Page MenuHome GnuPG

Kleopatra: Serialize listing of OpenPGP and S/MIME certificates
Closed, InvalidPublic

Description

Especially on Windows we seem to have a problem if multiple processes race to start gpg-agent (e.g. T7434: Kleopatra: Initial keylisting hangs for ~60 seconds (gpg-agent: Socket ...S.gpg-agent cannot be bound)).

In particular, during the initial keylisting gpg and gpgsm race to start gpg-agent if it isn't running already. This race can be avoided if we serialize the listing of OpenPGP and S/MIME certificates. The downside is that this will make the initial keylisting (actually all keylistings, but only the first one is really noticeable by the users) a bit slower.

Event Timeline

To explain why I have not changed this, even though we have observed these hangs for years. I have never been able to reproduce a hang or issue without Kleopatra and only GPGME and only through keylistings. I just looked and still had the scripts I used for testing to mimic the calling pattern of Kleopatra lying around since this code is also run each time the security approval dialog is shown in Outlook.

Basically starting:

./run-keylist --offline --validate --with-secret --openpgp &
./run-keylist --offline --validate --with-secret --cms &
wait

A thousand times to find a problem. But for me these just worked, even on windows. And since S/MIME keylistings recalculate the validity of the chain they do some calculations so taking a performance hit without any evidence that this avoids a problem seemed wrong and so I have not changed this.

My suspicion was that some other command running in parallel might be the cause for it. e.g. if you start Kleo by double clicking an encrypted file a decrpyt/verify is running while the keycache is populated or with T6323: Kleopatra: Import multiple certificate files one after the other an import was running.

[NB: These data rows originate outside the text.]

PR #8025, opened 2025-07-23
various machines/ssh_connection cleanups

allisonkarlitskaya:
This is mostly cleanups related to resolving the weird relationship between the `SSHConnection` and `Machine` classes: `Machine` derives from `SSHConnection` but we never ever create an instance of `SSHConnection` which is not also a `Machine`.

This batch of changes is related to cleaning up and removing redundancy from our handling of building `ssh` command-lines for our various APIs (spawn, execute, write, upload, download, etc.) and is a nice bunch of cleanups in any case.

I'm mostly sending these in now to get them tested and reviewed while I continue with further work.

### DIFF
--- a/machine/machine_core/ssh_connection.py
+++ b/machine/machine_core/ssh_connection.py
@@ -38,6 +38,7 @@ from lib.constants import TEST_DIR
 
 class SSHConnection:
     ssh_default_opts = (
+        "-F", "none",
         "-o", "BatchMode=yes",
         "-o", "IdentitiesOnly=yes",
         "-o", "PKCS11Provider=none",
--- a/machine/machine_core/ssh_connection.py
+++ b/machine/machine_core/ssh_connection.py
@@ -45,7 +45,7 @@ class SSHConnection:
         "-o", "StrictHostKeyChecking=no",
         "-o", "UserKnownHostsFile=/dev/null",
     )
-    ssh_master: str | None
+    ssh_control_path: str | None
     ssh_process: subprocess.Popen[bytes] | None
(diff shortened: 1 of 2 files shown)


machine/machine_core/ssh_connection.py
```diff
@@ -343,24 +343,14 @@ def upload(self, sources: Sequence[str], dest: str, relative_dir: str = TEST_DIR
         if not self.__ssh_direct_opt_var():
             self._ensure_ssh_master()
 
-        if use_scp:
```
martinpitt, line 346: This is not so much "backwards" and more about supporting images/targets which don't have `rsync` installed. This might well still be the case on our fedora-coreos or other images, and it also breaks `--machine` cases. Does that hurt in any way? I'm very hesitant to drop this and turn rsync into a hard requirement.

martinpitt (commented):
Thanks! This looks mostly good, except that I'm sceptical about turning rsync into a dependency. To be honest I'd rather drop it completely and always `scp` to reduce the number of code paths.

Note that it's less important to do 50 different tests on fedora-42 and more to cover all our images. I triggered a few more (The debian/ubuntu ones all have rsync installed explicitly). But this e.g. doesn't cover gating tests in Testing Farm.

allisonkarlitskaya:
The issue is that the `/usr/local/share/cockpit/` directory doesn't exist in advance.  Hmm.  `scp` needs a `mkdir -p` mode...

martinpitt (approved):
Nice, thanks! I love it.

PR #8052, opened 2025-07-30
logs: round overall test progress percentage

jelly:
Round the progress percentage down to a non-fractioned number.

Fixes:

Screenshot From 2025-07-30 13-14-03


jelly:
https://github.com/cockpit-project/bots/pull/8053

PR #8053, opened 2025-07-30
logs: round overall test progress percentage

jelly:
Round the progress percentage down to a non-fractioned number.


Venefilyn (approved):

martinpitt:
@jelly did you test this? Now I ssee

image

i.e. no percentage at all.

PR #8068, opened 2025-08-04
Image refresh for ubuntu-2404

cockpituous:
Image refresh for ubuntu-2404
 * [x] image-refresh ubuntu-2404


cockpituous:
Success. Log: https://logs-cockpit.apps.ocp.cloud.ci.centos.org/image-refresh-ubuntu-2404-0b9b90e8-20250804-043625/log.html

martinpitt:
S3 mirror fixed. Still a regression, needs investigation.

Venefilyn:
I also get the issue on `fedora-42` so seems unrelated to the image refresh. Triggered here just in case.

However, if we forcefully remove a drive, why would the logical volume show the error when it is more of a volume group issue when the disk is removed? Or is it supposed to show for both the vg and lv? Gosh this is confusing,

image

Or that between the last start of Kleopatra and this time S/MIME certificates were added and the "allow-mark-trusted" pinentry would be needed multiple times. Or that a trustdb check was required. But now I see that T7434 seems to indicate that only the keylisting is running and I think the trustdb check is nowadays also disabled.

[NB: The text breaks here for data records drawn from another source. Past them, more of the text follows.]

PR #8085, opened 2025-08-07
log.html: Adjust pixel test regexp

martinpitt:
https://github.com/cockpit-project/cockpit/commit/76cd6019b9c504646b changed the string, adjust the pattern accordingly.

While at it, also allow `_` as part of the file name.

----

See https://github.com/cockpit-project/cockpit/pull/22287#discussion_r2256122138

### DIFF
--- a/lib/s3-html/log.html
+++ b/lib/s3-html/log.html
@@ -314,7 +314,7 @@ Mustache.parse(link_template);
 let link_patterns = [
     {
         "label": "changed pixels",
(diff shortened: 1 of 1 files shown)


martinpitt:
> Thanks! So we need to roll out the updated `test/common` to all projects asap?

Right, good point -- I just triggered lib-update PRs for all our projects.

> What is this copy here in bots for?

That's the static copy in log.html , it can't/shouldn't include anything from cockpit.git.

In GpgOL, where the internal keycache is populated in the background I serialized the calls anyway. But I believe this has not avoided the issue that its sometimes very slow / hangs for a while or infinetely.If you have enabled "automatically encrypt if possible" sometimes it still takes a long time like T7434: Kleopatra: Initial keylisting hangs for ~60 seconds (gpg-agent: Socket ...S.gpg-agent cannot be bound) indicates before the button is enabled. Alternatively if the keycache is not populated and you have manually selected encrypt it will always bring up the key apporioval dialog. But even though I have often gotten reports about this, especially from the organisation which uses S/MIME a lot and where many users have large keyrings accumulated over many years. On my testsystems this happend super rarely. Like maybe 5 times a year.

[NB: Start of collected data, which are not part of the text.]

PR #8101, opened 2025-08-13
stores: designate one of our S3 buckets "private"

allisonkarlitskaya:
Our attempts to mitigate scraper bots by restricting all access to images is causing significant grief for new contributors: having to privately message a few designated members of the Cockpit team in order to get an S3 token to be able to start testing your first contribution isn't particularly friendly or scalable.

One solution would be to generate a well-known "public" secret key for downloading images.  The idea is that the scraper bots would not be smart enough to use this key, but casual contributors would still be able to come across it easily enough.  One issue with this approach is that Linode's S3 ACLs are not sufficiently powerful to allow us to specify that this key can only download the public (read: not RHEL) images: we can only control access at the bucket level.

As a workaround, we can take advantage of the fact that we currently have two more-or-less equal S3 buckets and arbitrarily designate the EU one as "private" and the US one as "public".  We can upload the RHEL images to only the "private" EU mirror and then give "public" access to the US mirror for all the other images.

What happens with the new "public" secret key is currently up for debate.  For the time being, let's keep it as a well-known secret passed around Cockpit developers and shared freely with anyone who asks.  At some point we may also consider to publish it in a README or even integrate it into the downloader script directly.

### DIFF
--- a/image-download
+++ b/image-download
@@ -47,7 +47,7 @@ from lib import s3
 from lib.constants import IMAGES_DIR
 from lib.directories import get_images_data_dir
 from lib.network import get_curl_ca_arg, redhat_network
-from lib.stores import PUBLIC_STORES, REDHAT_STORES
+from lib.stores import PRIVATE_STORES, PUBLIC_STORES, REDHAT_STORES
 from lib.testmap import get_test_image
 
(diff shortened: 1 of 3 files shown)


mvollmer (approved):
Thanks!

PR #8123, opened 2025-08-18
images/scripts: add debian-trixie

allisonkarlitskaya:
Let's see how this goes...

 * [x] image-refresh debian-trixie


mvollmer:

To underline the importance of fixing the locking issue in GnuPG. I can tell you of the following interaction I observed last summer with with 3.1.26 between two power users of GpgOL with SMIME:
User R: Please send me an encrypted mail.
User Z: Ok
User Z: (A minute later). Doesnt work, hanging again.
User R: Yeah,.. you know the drill, kill the gpgsm processes.
User Z: *sigh* okay.

With luck Z then killed the hanging gpgsm process before the one GpgOL had started for encryption, so that after killing the right one the lock was released and the mail went through. I could not determine if the hanging gpgsm process was one of the processes that did the keylisting when starting outlook or one of the processes started by the keyresolver. But even if this ticket is implemented the bug will still exist, since we can never rule out that two processes access the keyring in parallel. GpgOL might still run keylistings when Kleopatra also does keylistings. And I am not even sure that the process which held the lock in this case was not for something completely different like a verification or decryption

ebo added a subscriber: ebo.

There is consensus that the issue T7434 must be resolved in the backend, where it originates.